• Question: 1. Do you think morals are important for any Scientist?

    Asked by setbuddiesx to Gioia, Iain, Jo, Leo, Mariam on 19 Jun 2010 in Categories: .
    • Photo: Iain Moal

      Iain Moal answered on 14 Jun 2010:


      Yes. I think they are important for EVERYONE!

    • Photo: Gioia Cherubini

      Gioia Cherubini answered on 14 Jun 2010:


      It is extremely important to be honest and to not manipulate data, just because your results don’t look good enough. Even more, since we get money from charity, we have always to remember that it’s more important the reason why we are doing research than try to help our career in a dishonest way.

    • Photo: Joanna Watson

      Joanna Watson answered on 14 Jun 2010:


      I think that morals are very important for scientists – and for everyone else. Most of us don’t have to make major moral decisions every day, but sometimes we really have to think about the research we are doing and whether it is the right thing to do. Are we researching the right things, and could we harm anyone with our research or the things we find out?

      The main thing I have to be careful of in my work is making sure that people’s personal details which they generously share with us, to help other people, are kept completely confidential.

    • Photo: Leo Garcia

      Leo Garcia answered on 14 Jun 2010:


      Certainly!

      Being honest and open in your research is vital. Take the recent case of the autism and MMR hoax. The scientist behind that (Andrew Wakefield – http://en.wikipedia.org/wiki/Andrew_Wakefield) was not honest about his research methods and results, and in fact collected his data in an extremely unethical way.

      As a result, he caused an enormous drop in trust in a hugely important vaccine – in turn causing several cases of potentially very dangerous measles in children. When the journal that published his work found out about how dishonest and unethical his work had been, they removed the paper from the journal records and disassociated themselves from the work. As such, he is now not only completely disgraced as a scientist, but has also endangered the lives of children across the UK.

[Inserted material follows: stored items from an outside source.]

PR #650, opened 2020-12-09
Glyphs 3 support

simoncozens:
This is very much a WIP; don't bother trying to use it yet, but you can have a look at what I'm doing and where I'm up so. So far it can read a Glyphs3 format file (but will probably fail to read Glyphs2 files now) but does not store all that boring information about "components" and "paths", like anyone actually cares about those things.

### DIFF
--- a/Lib/glyphsLib/classes.py
+++ b/Lib/glyphsLib/classes.py
@@ -3555,6 +3555,7 @@ class GSGlyph(GSBase):
 class GSFont(GSBase):
     __slots__ = (
         "DisplayStrings",
+        "_axes",
         "_classes",
         "_customParameters",
         "_featurePrefixes",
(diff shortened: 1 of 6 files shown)


schriftgestalt (commented):
I renamed name > tag to not confuse it with stylistic set names.

schriftgestalt (commented):
Renamed those to keep them together with default key sorting.

simoncozens:
This is a silly approach and I’ve thought of another one which is a whole lot cleaner. I plan to decouple the marshalling (GS* object to/from dict-like structure) from the serialisation (reading/writing different styles of plist). Classes will then have access to the whole dict and get greater flexibility about what they do with members.

Also we can make decisions while marshalling about whether to emit Glyphs2-style or Glyphs3-style data structures (eg whether to put paths and components in their own slots or in a common shapes slot). And having the serialisation step separate means we can plug in the openstep-plist library for glyphs 3 and keep the current parser/writer for Glyphs 2.

Yeah. That’s clearly the way to go.

Keeping this open for now but will close when I have made a bit more progress and have something to show for it.

anthrotype:
> decouple the marshalling (GS* object to/from dict-like structure) from the serialisation (reading/writing different styles of plist)

that was the original design, and what I also was proposing to back to when I made the openstep-plist parser

simoncozens:
-> #651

      So – morals are VERY important for scientists! Fortunately the scientific method has lots of safeguards built in to it to try and weed out fraud and dishonesty.

    • Photo: Mariam Orme

      Mariam Orme answered on 19 Jun 2010:


      Yes, I think that morals are very important for all scientists. We should always consider the morality of the research we are doing and of how we do the experiments. But it’s not always clear cut… for example, the scientists who developed the first atomic bomb could be seen to have acted immorally because they developed a weapon that killed something like 100,000 Japanese people when the bombs were dropped on Hiroshima and Nagasaki. But if you look at it differently, the scientists acted morally because the bombs brought about the end of the second world war.